Brexit: how it started, how it’s going

by Jitendra JOSHI /AFP

LONDON – The European Parliament votes Tuesday on the EU’s divorce settlement with Britain, the 1,246-page Trade and Cooperation Agreement. 

Here is what the post-Brexit pact sets out in key areas, along with problems that have emerged since it took effect on January 1 after 10 months of fierce negotiation:

Tariffs and rules

The deal averted tariffs or quotas on almost all goods produced in the UK and EU.

But British exports must comply with EU health and safety standards and conformity rules, and there are strict rules governing products made with parts originating outside the EU or UK.  

The new standards and attendant bureaucracy are having an impact on trade. 

UK exports of live mussels, cockles, oysters and other shellfish are no longer allowed to enter the EU. Most come from Scotland, and the industry says it is staring at collapse.

Britain’s government, however, says the coronavirus pandemic has been the bigger factor affecting trade since the Brexit deal took effect.


Britain left the EU’s customs union along with the single market, meaning that businesses face new red tape for imports and exports across the Channel.

Official data showed a record 42 percent slump in the value of UK goods exported to the EU in January.

They recovered by 46.6 percent in February, but are still down overall since last year.

Northern Ireland was dealt with under a separate protocol to the Brexit deal, in recognition of the territory’s troubled history and its location sharing a land border with EU member Ireland. 

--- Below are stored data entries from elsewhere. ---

PR #27497, opened 2024-09-05
Add recipe for NRSS

pbeaucage:
Checklist
- [x] Build number is 0.

### DIFF
--- a/recipes/NRSS/meta.yaml
+++ b/recipes/NRSS/meta.yaml
@@ -37,8 +37,8 @@ test:
     - pip
 
 about:
-  home: https://github.com/pdudenas/NRSS
-  license: BSD-3-Clause
+  home: https://github.com/usnistgov/NRSS
+  license: NIST-pd
   license_file: LICENSE
 
 extra:
--- a/recipes/NRSS/meta.yaml
+++ b/recipes/NRSS/meta.yaml
@@ -1,0 +1,46 @@
+{% set name = "NRSS" %}
+{% set version = "0.0.1" %}
+
+package:
+  name: {{ name|lower }}
+  version: {{ version }}
+
+source:
+  url: https://github.com/usnistgov/NRSS/archive/{{ version }}.tar.gz
+  sha256: 5b63f2d7b7331874df74f0eb2340e5541cee339116e82880427f51c4f8ed1562
+
+build:
+  noarch: python
+  script: {{ PYTHON }} -m pip install . -vv --no-deps --no-build-isolation
+  number: 0
+
+requirements:
+  host:
+    - python
+    - pip
+  run:
+    - python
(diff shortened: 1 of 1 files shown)


pbeaucage:

recipes/NRSS/meta.yaml
```diff
@@ -0,0 +1,46 @@
...
+package:
+  name: {{ name|lower }}
+  version: {{ version }}
+
+source:
+  url: https://github.com/usnistgov/NRSS/archive/{{ version }}.tar.gz
+  sha256: c56e8450ab938af516ea4e16389f47b78120df6b2fae0587b694f0e794b4e049
+
+build:
+  skip: True  # [not linux64]
```
ocefpaf: Looks like this one can be noarch.

recipes/NRSS/meta.yaml
```diff
@@ -0,0 +1,48 @@
...
+    - scipy
+    - scikit-image
+    - pandas
+    - matplotlib-base
+    - h5py
+    - xarray
+    - cyrsoxs
+test:
+  requires:
+    - python {{ python_min }}
```
ocefpaf, line 37:
```suggestion
    - python {{ python_min }}
    - pip
```

recipes/NRSS/meta.yaml
```diff
@@ -0,0 +1,48 @@
...
+  imports:
+    - NRSS
```
ocefpaf, line 40:
```suggestion
  imports:
    - NRSS
  commands:
    - pip check
```

recipes/NRSS/meta.yaml
pbeaucage: thanks!  I switched it back over to noarch.  We have a dependency on `cyrsoxs` which is a Linux/CUDA package, so Mac and Windows builds will fail.  This could change at some point in the future though.

pbeaucage:
CI failure on linux comes from pip check - we aren't picking up nodejs which is an upstream dependency (pyhyperscattering).  I'm the feedstock maintainer for that so looking into it now.

pbeaucage:
@conda-forge-admin, please pre-render

pbeaucage:

pbeaucage:
@ocefpaf, thanks for your help with this!  That was a long swim upstream but we are now building and testing successfully on Linux.  Mac and Windows fail (expected) because one of this package's dependencies is Linux/CUDA only.  Do I need to do anything in the `meta.yaml` to address this, or can it be merged as-is with the failures?

ocefpaf:
> Do I need to do anything in the `meta.yaml` to address this, or can it be merged as-is with the failures?

This is fine. If those dependencies are ever available on mac and Windows, this recipe is ready for it and no change is needed.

It is in the UK’s newly restored customs union but remains effectively in the EU’s single market, to eliminate the need for border checks with Ireland. 

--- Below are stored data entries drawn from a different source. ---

PR #27535, opened 2024-09-10
Adding libpyvinyl and mcstasscript

tkittel:
Checklist
- [x] Build number is 0.

### DIFF
--- a/recipes/libpyvinyl/meta.yaml
+++ b/recipes/libpyvinyl/meta.yaml
@@ -13,7 +13,7 @@ source:
 build:
   noarch: python
   number: 0
-  script: {{ PYTHON }} -m pip install src --no-deps -vv
+  script: {{ PYTHON }} -m pip install ./src --no-deps -vv
 
 requirements:
   host:
--- a/recipes/libpyvinyl/meta.yaml
+++ b/recipes/libpyvinyl/meta.yaml
@@ -8,12 +8,11 @@ source:
   url: https://pypi.io/packages/source/l/libpyvinyl/libpyvinyl-{{ version }}.tar.gz
   #NB: get sha256 from https://pypi.org/project/libpyvinyl/#files
   sha256: 5031eacda47519734adf0cea21c684bb368659f08f8df48a698b56fb14c837e3
-  folder: src
 
 build:
   noarch: python
   number: 0
-  script: cd ./src/ && {{ PYTHON }} -m pip install . --no-deps -vv
+  script: {{ PYTHON }} -m pip install . --no-deps -vv
 
 requirements:
   host:
@@ -34,9 +33,9 @@ test:
     - libpyvinyl
   commands:
     - pip check
-    - pytest src
+    - pytest .
   source_files:
-    - src/
+    - ./
   requires:
     - pytest
     - pip
--- a/recipes/libpyvinyl/meta.yaml
+++ b/recipes/libpyvinyl/meta.yaml
@@ -36,7 +36,7 @@ test:
     - libpyvinyl
   commands:
     - pip check
-    - pytest .  # [unix]
+    - pytest .
   source_files:
     - ./
   requires:
--- a/recipes/libpyvinyl/meta.yaml
+++ b/recipes/libpyvinyl/meta.yaml
@@ -13,7 +13,7 @@ source:
 build:
   noarch: python
   number: 0
-  script: cd ./src/ && {{ PYTHON }} -m pip install ./src --no-deps -vv
+  script: cd ./src/ && {{ PYTHON }} -m pip install . --no-deps -vv
 
 requirements:
   host:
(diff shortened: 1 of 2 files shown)


mads-bertelsen:
I confirm that I want to be added as recipe-maintainer!

tkittel:

recipes/libpyvinyl/meta.yaml
```diff
@@ -0,0 +1,73 @@
...
+  name: libpyvinyl
+  version: {{ version }}
+
+source:
+  url: https://github.com/PaNOSC-ViNYL/libpyvinyl/archive/v{{ version }}.tar.gz
+  sha256: 1e83f89b3b702d6b527bba6a2efd64b4c76cad23ad8a8c305ad356381bcd4e93
+
+  #url: https://pypi.io/packages/source/l/libpyvinyl/libpyvinyl-{{ version }}.tar.gz
+  ##NB: get sha256 from https://pypi.org/project/libpyvinyl/#files
+  #sha256: 5031eacda47519734adf0cea21c684bb368659f08f8df48a698b56fb14c837e3
```
ocefpaf, line 13: Why not the PyPI tarball? Also, can you remove these commented out lines?

recipes/libpyvinyl/meta.yaml
```diff
@@ -0,0 +1,73 @@
...
+
+build:
+  noarch: python
+  number: 0
+  script: {{ PYTHON }} -m pip install . --no-deps -vv
```
ocefpaf, line 18:
```suggestion
  script: {{ PYTHON }} -m pip install . -vv --no-deps --no-build-isolation 
```

recipes/libpyvinyl/meta.yaml
```diff
@@ -0,0 +1,73 @@
...
+    - jsons
+    - h5py
+    - json_tricks
+
+test:
+  imports:
+    - libpyvinyl
+  commands:
+    - pip check
+    - pytest .  # [unix]
```
ocefpaf, line 39: This is noarch, you don't need this selector. However, if there is a significant failure on Windows we need to know so we don't ship a broken package there. Noarch packages are built on linux and ship to all platforms. 

```suggestion
    - pytest .
```

recipes/mcstasscript/meta.yaml
```diff
@@ -0,0 +1,63 @@
+{% set version = "0.0.70" %}
+
+package:
+  name: mcstasscript
+  version: {{ version }}
+
+source:
+  url: https://pypi.io/packages/source/m/mcstasscript/mcstasscript-{{ version }}.tar.gz
+  #NB: get sha256 from https://pypi.org/project/mcstasscript/#files
```
ocefpaf, line 9:
```suggestion
```

ocefpaf: PS: The bot will take care of that for you in the feedstock.

recipes/mcstasscript/meta.yaml
```diff
@@ -0,0 +1,63 @@
...
+  sha256: b5d287e97cb76ced81755e7263e58f419edd9f658b16cfe2a8185546b15b47cd
+
+build:
+  noarch: python
+  number: 0
+  script: {{ PYTHON }} -m pip install . --no-deps -vv
```
ocefpaf, line 15: /
```suggestion
  script: {{ PYTHON }} -m pip install . -vv --no-deps --no-build-isolation 
```

recipes/libpyvinyl/meta.yaml
tkittel: Because of an issue in the upstream project (we did try the pypi source first), meaning that the pypi source dists are broken. This has been reported upstream, but in the meantime the github tarballs are needed as a workaround.

recipes/libpyvinyl/meta.yaml
tkittel: Yes, this is just to make the windows builds pass since a few of the pytests were giving false positives there (essentially the upstream project needs to fix their unit tests to also run on windows, a few tests were using wrong path separators). But the package does work on windows.

tkittel:
@ocefpaf thanks a lot for the review! I basically just accepted all of your suggestions, and removed one extra comment like the one you wanted cleaned up.

The windows build is now failing, since I removed the selector you requested. But the package actually DOES work on windows, the issue is merely that the upstream project has a bug in their tests which gives a false positive failure on windows (some hardcoded path separator instead of using pathlib, but just in the testing code). Another upstream bug is the reason for using github tar-balls, as I also explained. Both issues have been reported upstream, as has the issue of a pinned dependency.

But in any case, I hope you are happy to accept this for conda-forge now? The upstream libpyvinyl issues are not specific to the conda-forge recipe, do not break the conda-forge package, and will be followed up upon by @mads-bertelsen .

ocefpaf:
> upstream project has a bug in their tests which gives a false positive failure on windows (some hardcoded path separator instead of using pathlib

That is not a blocker for is to merge here. Thanks for checking!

Instead, the border checks are applied on goods crossing the Irish Sea from mainland Britain, to the fury of pro-UK unionists who feel betrayed by Prime Minister Boris Johnson. 

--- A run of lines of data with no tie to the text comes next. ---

PR #27549, opened 2024-09-11
NEW: Add libcudss recipe

carterbox:
Checklist
- [x] Build number is 0.


carterbox:
@adibbley, could you please take a look at this recipe? I'm my first time writing a recipe for a pre-compiled CUDA library.

recipes/libcudss/meta.yaml
```diff
@@ -0,0 +1,155 @@
...
+build:
+  number: 0
+  skip: true  # [cuda_compiler_version in (None, "None", "11.8")]
+  skip: true  # [not (linux64 or aarch64 or win64)]
+  script:
+    - cp -rv include $PREFIX  # [linux]
+    - cp -rv lib $PREFIX  # [linux]
+    - cp -rv include %PREFIX%  # [win]
+    - cp -rv lib %PREFIX%  # [win]
+    - cp -rv bin %PREFIX%  # [win]
```
adibbley, line 33: For Windows we've been using the `LIBRARY_LIB` and `LIBRARY_BIN` locations rather than `PREFIX`
```suggestion
    - cp -rv lib %LIBRARY_LIB%  # [win]
    - cp -rv bin %LIBRARY_BIN%  # [win]
```

recipes/libcudss/meta.yaml
```diff
@@ -0,0 +1,155 @@
...
+    test:
+      commands:
+        - test -f $PREFIX/lib/libcudss.so.{{ lib_version }}  # [linux]
+        - test -f $PREFIX/lib/libcudss_commlayer_nccl.so.{{ lib_version }}  # [linux]
+        - test -f $PREFIX/lib/libcudss_commlayer_openmpi.so.{{ lib_version }}  # [linux]
+        - test -L $PREFIX/lib/libcudss_commlayer_nccl.so.0  # [linux]
+        - test -L $PREFIX/lib/libcudss_commlayer_openmpi.so.0  # [linux]
+        - test -L $PREFIX/lib/libcudss.so.0  # [linux]
+        - test ! -f $PREFIX/lib/libcudss_static.a  # [linux]
+        - if not exist %PREFIX%\\bin\\cudss64_0.dll exit 1  # [win]
```
adibbley, line 70:
```suggestion
        - if not exist %LIBRARY_BIN%\\cudss64_0.dll exit 1  # [win]
```

recipes/libcudss/meta.yaml
```diff
@@ -0,0 +1,155 @@
...
+        - arm-variant * {{ arm_variant_type }}  # [aarch64]
+    test:
+      commands:
+        - test -f $PREFIX/include/cudss.h
+        - test -f $PREFIX/include/cudss_distributed_interface.h
+        - test -L $PREFIX/lib/libcudss_commlayer_nccl.so  # [linux]
+        - test -L $PREFIX/lib/libcudss_commlayer_openmpi.so  # [linux]
+        - test -L $PREFIX/lib/libcudss.so  # [linux]
+        - test ! -f $PREFIX/lib/libcudss_static.a  # [linux]
+        - if not exist %PREFIX%\\lib\\cudss.lib exit 1  # [win]
```
adibbley, line 115:
```suggestion
        - if not exist %LIBRARY_LIB%\\cudss.lib exit 1  # [win]
        - if not exist %LIBRARY_INC%\\cudss.h exit 1  # [win]
        - if not exist %LIBRARY_INC%\\cudss_distributed_interface.h exit 1  # [win]
```

recipes/libcudss/meta.yaml
```diff
@@ -0,0 +1,155 @@
...
+  sha256: ac0979610d3eda9e6ce803380587118c6ec72b7dc580e6e96392ac065010196f  # [win64   and (cuda_compiler_version or "").startswith("12")]
+
+build:
+  number: 0
+  skip: true  # [cuda_compiler_version in (None, "None", "11.8")]
+  skip: true  # [not (linux64 or aarch64 or win64)]
+  script:
+    - cp -rv include $PREFIX  # [linux]
+    - cp -rv lib $PREFIX  # [linux]
+    - cp -rv include %PREFIX%  # [win]
```
adibbley, line 31:
```suggestion
    - cp -rv include %LIBRARY_INC%  # [win]
```

recipes/libcudss/meta.yaml
```diff
@@ -0,0 +1,155 @@
...
+      host:
+        - {{ pin_subpackage("libcudss", exact=True) }}
+      run:
+        - {{ pin_subpackage("libcudss", exact=True) }}
+      run_constrained:
+        - arm-variant * {{ arm_variant_type }}  # [aarch64]
+    test:
+      commands:
+        - test -f $PREFIX/include/cudss.h
+        - test -f $PREFIX/include/cudss_distributed_interface.h
```
adibbley, line 110:
```suggestion
        - test -f $PREFIX/include/cudss.h  # [linux]
        - test -f $PREFIX/include/cudss_distributed_interface.h  #[linux]
```

adibbley (commented):
Thanks, Daniel! Overall looks good to me, just some comments on Windows locations.

cc @billysuh7 for viz

carterbox:
Thanks, @adibbley for the for those suggestions!

recipes/libcudss/meta.yaml
```diff
@@ -0,0 +1,157 @@
...
+      build:
+        - {{ compiler('c') }}
+        - {{ compiler('cxx') }}
+        - {{ compiler('cuda') }}
+        - arm-variant * {{ arm_variant_type }}  # [aarch64]
+        - {{ stdlib("c") }}
+      host:
+        - cuda-version {{ cuda_compiler_version }}  # [cuda_compiler_version != "None"]
+        - nccl
+        - openmpi
```
carterbox, line 58: I also want some feedback from @kvoronin just to check that the dependencies are correct, and that they aren't any missing deps. cublas, for example.

recipes/libcudss/meta.yaml
```diff
@@ -0,0 +1,157 @@
...
+    - cp -rv bin %LIBRARY_BIN%  # [win]
+
+outputs:
+
+  - name: libcudss
+    build:
+      run_exports:
+        # Breaking changes every version until 1.0
+        - {{ pin_subpackage("libcudss", max_pin="x.x.x") }}
+    files:
```
kvoronin, line 42: Do we (usually) ship cmake config/version files via conda? Or only in libcudss-dev?
What about include/?

recipes/libcudss/meta.yaml
```diff
@@ -0,0 +1,157 @@
...
+      - lib/libcudss_commlayer_nccl.so.*  # [linux]
+      - lib/libcudss_commlayer_openmpi.so.*  # [linux]
+      - lib/libcudss.so.*  # [linux]
+      - bin/cudss64_0.dll  # [win64]
+    requirements:
+      build:
+        - {{ compiler('c') }}
+        - {{ compiler('cxx') }}
+        - {{ compiler('cuda') }}
+        - arm-variant * {{ arm_variant_type }}  # [aarch64]
```
kvoronin, line 53: If we use `arm-variant`  and it all works, can we include the jetson build into the conda distribution? We currently have a special build for jetson/Orin for cudss (starting with cudss 0.3.0)

recipes/libcudss/meta.yaml
kvoronin, line 58: nccl and openmpi are only required if customers want to use MGMN mode of cudss. I don't like imposing this requirement on customers who will only use cudss on a single GPU (and never enable MGMN mode). Or WDYT, is having an extra dependency for them is fine? Like there is no nccl for Windows, will it be a problem for using conda package of cudss on Windows?

recipes/libcudss/meta.yaml
```diff
@@ -0,0 +1,157 @@
...
+      license: LicenseRef-NVIDIA-End-User-License-Agreement
+      license_file: LICENSE
+      license_url: https://docs.nvidia.com/cuda/cudss/license.html
+      summary: >-
+        NVIDIA cuDSS is an optimized, first-generation
+        GPU-accelerated Direct Sparse Solver library for solving linear systems
+        with very sparse matrices.
+      description: >-
+        NVIDIA cuDSS is an optimized, first-generation
+        GPU-accelerated Direct Sparse Solver library for solving linear systems
```
kvoronin, line 82: A reminder for myself to clean the wording here, I believe it can be improved.

kvoronin:
Will we have a `run_test.<sh|bat>` like we do for other  CUDA math libraries?

recipes/libcudss/meta.yaml
```diff
@@ -0,0 +1,157 @@
...
+    GPU-accelerated Direct Sparse Solver library for solving linear systems
+    with very sparse matrices. Direct Sparse Solvers are an important part
+    of numerical computing for real-time applications like autonomous
+    driving and process simulation, where increasing complexity and high
+    throughput demands a robust direct solver.
+  doc_url: https://docs.nvidia.com/cuda/cudss/
+
+extra:
+  recipe-maintainers:
+    - conda-forge/cuda
```
kvoronin, line 156: I also wonder if it makes sense to get one of the cudss developers (me) into the maintainers list.

recipes/libcudss/meta.yaml
```diff
@@ -0,0 +1,157 @@
...
+    build:
+      run_exports:
+        # Breaking changes every version until 1.0
+        - {{ pin_subpackage("libcudss", max_pin="x.x.x") }}
+    files:
+      - lib/libcudss.so.*  # [linux]
+      - lib/libcudss_commlayer_nccl.so.*  # [linux]
+      - lib/libcudss_commlayer_openmpi.so.*  # [linux]
+      - lib/libcudss.so.*  # [linux]
+      - bin/cudss64_0.dll  # [win64]
```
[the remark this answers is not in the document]
carterbox: The Windows platform requires the import library at compile time in order to create dynamic links to the shared runtime library (`*.dll`), so without it, no one will be able to link to this package.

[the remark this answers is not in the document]
carterbox: Import libraries are not required at runtime which is why it is being shipped in the `-dev` package.

recipes/libcudss/meta.yaml
carterbox: Good catch! We need to guard `nccl` with a platform selector. We can move the files which link to openmpi to a separate output, so users don't get them by default. Probably we will try to have a nompi build variant in order to match the rest of the channel.

recipes/libcudss/meta.yaml
carterbox:
```suggestion
    - conda-forge/cuda
    - kvoronin
```

recipes/libcudss/meta.yaml
carterbox: I think we can, but I'm not sure if Conda can select for the user the tegra variant automatically yet. @jakirkham would know more about that.

recipes/libcudss/meta.yaml
carterbox: This recipe creates two outputs: `libcudss`, and `libcudss-dev`. The non-dev package contains only artifacts needed at runtime. The dev package contains only things needed at compile time.

We typically ship everything via conda except for documentation, tests, and examples because end users are mostly not developers and people use the internet for documentation and examples.

carterbox:
> Will we have a `run_test.<sh|bat>` like we do for other CUDA math libraries?

There are no GPUs on the build nodes available to run tests. Did you have something besides existence that you wanted to test? We can do a test build with CMAKE to check that the config is valid.

kvoronin:
> > Will we have a `run_test.<sh|bat>` like we do for other CUDA math libraries?
> 
> There are no GPUs on the build nodes available to run tests. Did you have something besides existence that you wanted to test? We can do a test build with CMAKE to check that the config is valid.

I am thinking about a test like for cusparselt:https://github.com/conda-forge/cusparselt-feedstock/blob/main/recipe/run_test.sh or similar. I know there was a general question raised as to how we should write such simple tests across the CUDA math libraries. So maybe there is a different idea. @jakirkham should know more about this.

recipes/libcudss/meta.yaml
carterbox: There is no support for tegra variant yet, but this pattern is a template that should allow it in the future.

recipes/libcudss/meta.yaml
carterbox: @kvoronin, do downstream packages which link against the nccl or openmpi comm layers need to also link against the same nccl/openmpi directly (they are public linkages)? Or are these private linkages which are abstracted away by the cudss API?

Either way, I need to know what versions of openmpi and nccl you link against, so that the recipe can have minimum versions of nccl and openmpi.

recipes/libcudss/test/CMakeLists.txt
```diff
@@ -0,0 +1,17 @@
+cmake_minimum_required(VERSION 3.12)
+project(all_headers VERSION 0.1 LANGUAGES C CXX CUDA)
+
+find_package(cudss)
+
+set(ALL_TARGETS
+    cudss
```
carterbox, line 7: @kvoronin, I added a compiler test, but it fails because `libcudss_static.a` is missing (as per channel policy we don't ship static libraries). This needs to be fixed upstream. cudss should allow cmake to find the cudss package without finding the static library (the static library should be an optional component).

recipes/libcudss/meta.yaml
carterbox: I was looking at the headers because of making the compile test and it seems that the API does not mention nccl and openmpi, so whether to use either of these libraries is decided at runtime?

recipes/libcudss/meta.yaml
```diff
@@ -0,0 +1,198 @@
...
+  home: https://developer.nvidia.com/cudss
+  license: LicenseRef-NVIDIA-End-User-License-Agreement
+  license_file: LICENSE
+  license_url: https://docs.nvidia.com/cuda/cudss/license.html
+  summary: >-
+    NVIDIA cuDSS is an optimized, first-generation
+    GPU-accelerated Direct Sparse Solver library for solving linear systems
+    with very sparse matrices.
+  description: >-
+    NVIDIA cuDSS is an optimized, first-generation
```
kvoronin, line 186: Suggestion is to replace this description with:
```
    NVIDIA cuDSS is an optimized, first-generation
    GPU-accelerated Direct Sparse Solver library for solving linear systems
    with sparse matrices. Direct Sparse Solvers are an important part
    of numerical computing as they provide a general robust way of solving large
    linear systems without and are capable of taking advantage of both high compute
    throughput and memory bandwidth of the GPUs.
```

recipes/libcudss/meta.yaml
```diff
@@ -0,0 +1,198 @@
...
+
+about:
+  home: https://developer.nvidia.com/cudss
+  license: LicenseRef-NVIDIA-End-User-License-Agreement
+  license_file: LICENSE
+  license_url: https://docs.nvidia.com/cuda/cudss/license.html
+  summary: >-
+    NVIDIA cuDSS is an optimized, first-generation
+    GPU-accelerated Direct Sparse Solver library for solving linear systems
+    with very sparse matrices.
```
kvoronin, line 184:
```suggestion
    with sparse matrices.
```

recipes/libcudss/meta.yaml
```diff
@@ -0,0 +1,198 @@
...
+        - arm-variant * {{ arm_variant_type }}  # [aarch64]
+    test:
+      commands:
+        - test -f $PREFIX/lib/libcudss_commlayer_nccl.so.{{ soversion }}  # [linux]
+        - test -L $PREFIX/lib/libcudss_commlayer_nccl.so.{{ somajor }}  # [linux]
+    about:
+      summary: >-
+        The NCCL communications layer module for NVIDIA cuDSS
+
+  - name: libcudss-commlayer-mpi
```
kvoronin, line 140: I've learned recently about conda having an mpi lock ( = single mpi per environment). Will `libcudss-commlayer-mpi` be takling advantage of that? E.g., uf the user first installs an incompatible MPI, will we be able to report smth if the user attempt later to install `libcudss-commlayer-mpi`?

recipes/libcudss/meta.yaml
```diff
@@ -0,0 +1,198 @@
...
+    NVIDIA cuDSS is an optimized, first-generation
+    GPU-accelerated Direct Sparse Solver library for solving linear systems
+    with very sparse matrices.
+  description: >-
+    NVIDIA cuDSS is an optimized, first-generation
+    GPU-accelerated Direct Sparse Solver library for solving linear systems
+    with very sparse matrices. Direct Sparse Solvers are an important part
+    of numerical computing for real-time applications like autonomous
+    driving and process simulation, where increasing complexity and high
+    throughput demands a robust direct solver.
```
carterbox, line 191:
```suggestion
  description: >-
    NVIDIA cuDSS is an optimized, first-generation
    GPU-accelerated Direct Sparse Solver library for solving linear systems
    with sparse matrices. Direct Sparse Solvers are an important part
    of numerical computing as they provide a general robust way of solving large
    linear systems without and are capable of taking advantage of both high compute
    throughput and memory bandwidth of the GPUs.
```

recipes/libcudss/meta.yaml
```diff
@@ -0,0 +1,198 @@
...
+      build:
+        - {{ compiler('c') }}
+        - {{ compiler('cxx') }}
+        - {{ compiler('cuda') }}
+        - arm-variant * {{ arm_variant_type }}  # [aarch64]
+        - {{ stdlib("c") }}
+      host:
+        - cuda-version {{ cuda_compiler_version }}  # [cuda_compiler_version != "None"]
+        # FIXME: Get actual version ranges from kiril
+        - nccl >=2.0,<3  # [linux]
```
carterbox, line 129:
```suggestion
        - nccl  # collect channel pinnings
        - nccl >=2.0,<3
```

recipes/libcudss/meta.yaml
```diff
@@ -0,0 +1,198 @@
...
+    requirements:
+      build:
+        - {{ compiler('c') }}
+        - {{ compiler('cxx') }}
+        - {{ compiler('cuda') }}
+        - arm-variant * {{ arm_variant_type }}  # [aarch64]
+        - {{ stdlib("c") }}
+      host:
+        - cuda-version {{ cuda_compiler_version }}  # [cuda_compiler_version != "None"]
+        # FIXME: Get actual version ranges from kiril
```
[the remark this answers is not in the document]
carterbox: I need to know which minor version CUDSS is built against too. Otherwise, it is possible that CUDSS is compiled against a new NCCL before NCCL is released on conda-forge and then the NCCL binary will be missing a feature that CUDSS needs.

recipes/libcudss/meta.yaml
```diff
@@ -0,0 +1,198 @@
...
+        - if not exist %LIBRARY_BIN%\\cudss64_{{ somajor }}.dll exit 1  # [win]
+
+  - name: libcudss-dev
+    build:
+      run_exports:
+        - {{ pin_subpackage("libcudss" ~ somajor, max_pin="x.x.x") }}
+    files:
+      - lib/libcudss.so  # [linux]
+      - lib/cudss.lib  # [win]
+      - include/cudss*
```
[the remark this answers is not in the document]
kvoronin: I treat the src/ more like "auxiiliary" than as "examples" (because we do have pure examples which show how to use the library).
Do I get it right that you suggest to do one more package so that to get these src/ the user would do `conda install libcudss, libcudss-examples` or di you mean smth else?
We can expect a significant amount of users who would want to build their own communication layer so ideally I'd have it available "by default" if it is allowed by the common practices.

recipes/libcudss/meta.yaml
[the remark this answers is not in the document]
kvoronin: It was NCCL 2.21(.5). I think we don't use any features above the major version 2.0.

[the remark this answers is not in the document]
kvoronin: But i don't think we rely on any super-new features of NCCL (hopefully using an older version will not run into the fixed bugs since the last official release).

recipes/libcudss/meta.yaml
carterbox: The `libcudss-commlayer-mpi` package requires openmpi, so conda will switch to openmpi if another mpi is installed in the environment or it will raise an error because it is not able to find an mpi that is compatible with all the requested packages.

carterbox:
I believe the only thing remaining is the upstream patch for building without static libraries installed.

carterbox:
Waiting for next release of cudss in December 2024.

carterbox:

kvoronin (approved):
LGTM

adibbley (approved):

The Northern Ireland Protocol has been blamed for near-nightly riots this month, and is the subject of new talks between London and Brussels, although both sides have rejected unionists’ demands to scrap it.

No free movement

UK and EU citizens no longer enjoy free movement to live and work between the two. 

Business travellers do not need a visa for short trips. But musicians, artists and performers were left off that list, meaning they need visas for paid gigs abroad and tours lasting more than 30 days. 

Industry groups say the impact will be far-reaching for British performers wanting to tour multiple EU states, and also their support crews, including haulage companies hired to move stage equipment.

Johnson has insisted the government is “working flat out” to address the issue with individual EU governments.

More than one million Britons living in EU countries have their rights protected under the Brexit deal, but face varying deadlines to apply for settlement visas or face the theoretical risk of deportation.

The three million EU citizens living in Britain must likewise apply by June 30.


The thorny issue of access for EU fishermen to Britain’s rich waters was resolved with a compromise: EU boats will gradually relinquish 25 percent of their current quotas during a five-and-a-half year transition period. 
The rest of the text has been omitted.